LLNL CHAOS-SPECIFIC RELEASE NOTES FOR SLURM VERSION 2.1
8 March 2010

This lists only the most significant changes from SLURM v2.0 to v2.1
with respect to Chaos systems. See the file RELEASE_NOTES for other
changes.

For system administrators:
* The pam_slurm Pluggable Authentication Module for SLURM, previously
  distributed separately, has been moved within the main SLURM distribution
  and is packaged as a separate RPM.
* Added MaxTasksPerNode configuration parameter to control how many tasks that
  the slurmd daemon can launch. The default value is 128 (same as Slurm v2.0 
  value).
* Changed "scontrol show job" command:
  - ReqProcs (number of processors requested) is replaced by NumCPUs (number
    of cpus requested or actually allocated)
  - ReqNodes (number of nodes requested) is replaced by NumNodes (number of
    nodes requested or actually allocated).
  - Added a --detail option to "scontrol show job" to display the cpu/memory
    allocation information on a node-by-node basis.
  - Reorganized the output into functional groupings.
* Added command "sacctmgr show problems" to display problems in the accounting
  database (e.g. accounts with no users, users with no UID, etc.).

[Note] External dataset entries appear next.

PR #318, opened 2020-05-21
Make removal reasons work when removing comments through context popup

### LINKED ISSUE #313: Removal reasons don't get triggered when removing from within context popup
Likely need to change the RR trigger selector to also match the synthetic remove buttons we generate for the synthetic listing displays.

Geo1088:
Fixes #313.


creesch:
Looks good to me, as spytec also signed of I am merging this one.

PR #327, opened 2020-06-08
Refactoring and unify window/popup code

### LINKED ISSUE #240: Unify markup/classes for dialogs/windows/notifications
As it is now, all three of these are basically the same thing visually with slight differences:

- Windows are popups with an overlay background and a larger header/tab size
- Notifications are popups with `position: static`, no draggability, and no footer

By combining these to use the same base class with modifying classes for their differences, we can clean up a lot of the existing CSS. They already share [a lot of the same code](https://github.com/toolbox-team/reddit-moderator-toolbox/blob/master/extension/data/styles/tbui.css#L1-L94).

* A mechanism has been added for SPANK plugins to set environment variables
  for Prolog, Epilog, PrologSLurmctld and EpilogSlurmctld programs using the
  functions spank_get_job_env, spank_set_job_env, and spank_unset_job_env. See
  "man spank" for more information.

Mostly for users:
* Added -"-signal=<int>@<time>" option to salloc, sbatch and srun commands to
  notify programs before reaching the end of their time limit.

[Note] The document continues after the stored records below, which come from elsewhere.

PR #447, opened 2021-01-21
Correctly interpret RR settings when forced by subreddit settings

### LINKED ISSUE #445: Removal reasons settings aren't read correctly when the "force" sub option is used
https://github.com/toolbox-team/reddit-moderator-toolbox/blob/master/extension/data/modules/removalreasons.js#L647-L648

When the removal reasons settings are forced on mods, the inputs for these settings are disabled to prevent them from being modified. When we read back the settings later, we ignore their values if they're disabled, probably due to a previous UI behavior where things would get disabled if prerequisites weren't selected. This means that the settings for locking, etc. will always be read as `false` if the subreddit forces the settings.

Geo1088:
Fixes #445. I think previously some of these controls were disabled if the parent setting for them wasn't selected (e.g. "sticky reply" was disabled if you were sending the reason as a PM rather than a comment, since PMs can't be stickied). Now though it doesn't seem like they're disabled unless they're set and forced by subreddit configuration, and in that scenario we want them to apply, just not be changed.


creesch:
>  Now though it doesn't seem like they're disabled unless they're set and forced by subreddit configuration

Did you do a extra check to confirm this? [Seems like you actually added it 4 years ago](https://github.com/toolbox-team/reddit-moderator-toolbox/commit/ca0d4416f389e7ebed111383246e808960b32588) specifically to deal with comments. I haven't checked it myself yet properly, but just wanted to bring it up before we introduce regression here.

Geo1088:
Ohh, that makes sense. You're right, I'll have to change this around a bit to properly handle comments.

Geo1088:
Resolved with last push. The disabled state of the inputs is still ignored when reading the settings in code, but the options that only apply to posts will not be checked for visual consistency.

In the future we might want to have a clearer distinction here between "You can't change this because it doesn't apply to the kind of thing you're removing" and "you can't change this because your subreddit enforces these settings".

SpyTec:
> In the future we might want to have a clearer distinction here between "You can't change this because it doesn't apply to the kind of thing you're removing" and "you can't change this because your subreddit enforces these settings".

In an ideal UX world we wouldn't even display it. Why show the user content when it is completely useless and is just clutter?

SpyTec (approved):
Not tested it in a browser but LGTM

* Add support for job step time limits.
* Sbatch response changed from "sbatch: Submitted batch job #" written to
  stderr to "Submitted batch job #" written to stdout.
* Added a --detail option to "scontrol show job" to display the cpu/memory
  allocation informaton on a node-by-node basis.
* Add new job wait reason, ReqNodeNotAvail: Required node is not available 
  (down or drained).
* Added environment variable support to sattach, salloc, sbatch and srun
  to permit user control over exit codes so application exit codes can be
  distiguished from those generated by SLURM. SLURM_EXIT_ERROR specifies the
  exit code when a SLURM error occurs. SLURM_EXIT_IMMEDIATE specifies the 
  exit code when the --immediate option is specified and resources are not
  available. Any other non-zero exit code would be that of the application
  run by SLURM.
 
SLURM state files in version 2.1 are different from those of version 2.1.
After installing SLURM version 2.1, plan to restart without preserving 
jobs or other state information. While SLURM version 2.0 is still running, 
cancel all pending and running jobs (e.g.
"scancel --state=pending; scancel --state=running"). Then stop and restart 
daemons with the "-c" option or use "/etc/init.d/slurm startclean".